To do ▸
Your answer must be the full set of records, repeated exactly.

Data provided ▸

PR #809, opened 2018-10-29
Digest silent deposit

gnott:
In reference to issue https://github.com/elifesciences/issues/issues/4479

The simplest solution I could think of is expressed here: silent in this context is do not email the `.docx` output, but continue to do the validation and depositing the files to the bucket outbox folder, and replace the digest ingest assets.

`EmailDigest` activity has access to the original bucket object name, which ends up as the `real_filename`. In `digest_provider.py`, look for case insensitive string `"silent"` in the file name, and if present, do not send an email in `EmailDigest`.

An alternative to this would be to save the `silent` status in a session somewhere, except the `IngestDigest` workflow is not using an session to read or write data at the moment, and reading it from the original workflow starter data is possible here for the activities that need to be silent or not.


activity/activity_EmailDigest.py
```diff
@@ -76,9 +76,13 @@ def do_activity(self, data=None):
...
         self.approve_status, error_messages = digest_provider.validate_digest(self.digest)
 
-        if self.approve_status is True and self.generate_status is True:
+        silent = digest_provider.silent_digest(real_filename)
+
+        if not silent and self.approve_status is True and self.generate_status is True:
             # Email file
             self.email_status = self.email_digest(self.digest, output_file)
+        elif silent:
+            self.logger.info('EmailDigest silent deposit of real_filename: %s', real_filename)
```
giorgiosironi: I would still send an email to the features team in the silent scenario. There is no way for someone without access to the logs to know when this process has finished and that is has exited correctly, given the dashboard does not display it. So an internal email will give confirmation the silent correction can now be made, and it will use the latest digest.

gnott: @giorgiosironi some additional discussion on https://github.com/elifesciences/issues/issues/4479 we could possibly add an additional activity at the end of the workflow to always send an email as a receipt of what was deposited. If we do that, I think it would be good to add it via a separate branch and PR.

Do you think the changes in the PR are suitable to merge at this time?

Alternatively we could add the new email receipt activity before we merge this PR.

giorgiosironi: Yes, no need to do it here, it's a good idea in general.

provider/digest_provider.py
```diff
@@ -286,3 +286,8 @@ def validate_digest(digest_content):
     if digest_content and not digest_content.text:
         error_messages.append('Digest text is missing')
     return not bool(error_messages), error_messages
+
+
+def silent_digest(filename):
+    "check if file name supplied to the bucket is a silent deposit"
+    return bool('silent' in str(filename).lower())
```
giorgiosironi:
```suggest
return bool(re.match(".*-silent.zip", str(filename).lower()))
```

gnott: Being more strict here is welcome 👍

Result of the task ▸
PR #809, opened 2018-10-29
Digest silent deposit

gnott:
In reference to issue https://github.com/elifesciences/issues/issues/4479

The simplest solution I could think of is expressed here: silent in this context is do not email the `.docx` output, but continue to do the validation and depositing the files to the bucket outbox folder, and replace the digest ingest assets.

`EmailDigest` activity has access to the original bucket object name, which ends up as the `real_filename`. In `digest_provider.py`, look for case insensitive string `"silent"` in the file name, and if present, do not send an email in `EmailDigest`.

An alternative to this would be to save the `silent` status in a session somewhere, except the `IngestDigest` workflow is not using an session to read or write data at the moment, and reading it from the original workflow starter data is possible here for the activities that need to be silent or not.


activity/activity_EmailDigest.py
```diff
@@ -76,9 +76,13 @@ def do_activity(self, data=None):
...
         self.approve_status, error_messages = digest_provider.validate_digest(self.digest)
 
-        if self.approve_status is True and self.generate_status is True:
+        silent = digest_provider.silent_digest(real_filename)
+
+        if not silent and self.approve_status is True and self.generate_status is True:
             # Email file
             self.email_status = self.email_digest(self.digest, output_file)
+        elif silent:
+            self.logger.info('EmailDigest silent deposit of real_filename: %s', real_filename)
```
giorgiosironi: I would still send an email to the features team in the silent scenario. There is no way for someone without access to the logs to know when this process has finished and that is has exited correctly, given the dashboard does not display it. So an internal email will give confirmation the silent correction can now be made, and it will use the latest digest.

gnott: @giorgiosironi some additional discussion on https://github.com/elifesciences/issues/issues/4479 we could possibly add an additional activity at the end of the workflow to always send an email as a receipt of what was deposited. If we do that, I think it would be good to add it via a separate branch and PR.

Do you think the changes in the PR are suitable to merge at this time?

Alternatively we could add the new email receipt activity before we merge this PR.

giorgiosironi: Yes, no need to do it here, it's a good idea in general.

provider/digest_provider.py
```diff
@@ -286,3 +286,8 @@ def validate_digest(digest_content):
     if digest_content and not digest_content.text:
         error_messages.append('Digest text is missing')
     return not bool(error_messages), error_messages
+
+
+def silent_digest(filename):
+    "check if file name supplied to the bucket is a silent deposit"
+    return bool('silent' in str(filename).lower())
```
giorgiosironi:
```suggest
return bool(re.match(".*-silent.zip", str(filename).lower()))
```

gnott: Being more strict here is welcome 👍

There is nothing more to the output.